[[ AVAILABLE RECORDS open ]]
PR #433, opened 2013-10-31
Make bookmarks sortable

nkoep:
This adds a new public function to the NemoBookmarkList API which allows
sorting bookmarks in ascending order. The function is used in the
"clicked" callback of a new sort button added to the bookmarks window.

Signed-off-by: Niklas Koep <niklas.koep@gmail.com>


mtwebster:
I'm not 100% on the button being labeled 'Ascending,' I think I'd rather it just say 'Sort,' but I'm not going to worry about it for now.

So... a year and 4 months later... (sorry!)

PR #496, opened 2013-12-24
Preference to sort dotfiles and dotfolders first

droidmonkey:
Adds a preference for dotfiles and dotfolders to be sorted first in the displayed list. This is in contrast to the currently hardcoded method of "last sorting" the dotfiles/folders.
[[ AVAILABLE RECORDS closed ]]
Starting with the line that contains "PR #496, opened 2013-12-24", return every line through the last one of the records, exactly as written.

SOLVED EXERCISE:
PR #496, opened 2013-12-24
Preference to sort dotfiles and dotfolders first

droidmonkey:
Adds a preference for dotfiles and dotfolders to be sorted first in the displayed list. This is in contrast to the currently hardcoded method of "last sorting" the dotfiles/folders.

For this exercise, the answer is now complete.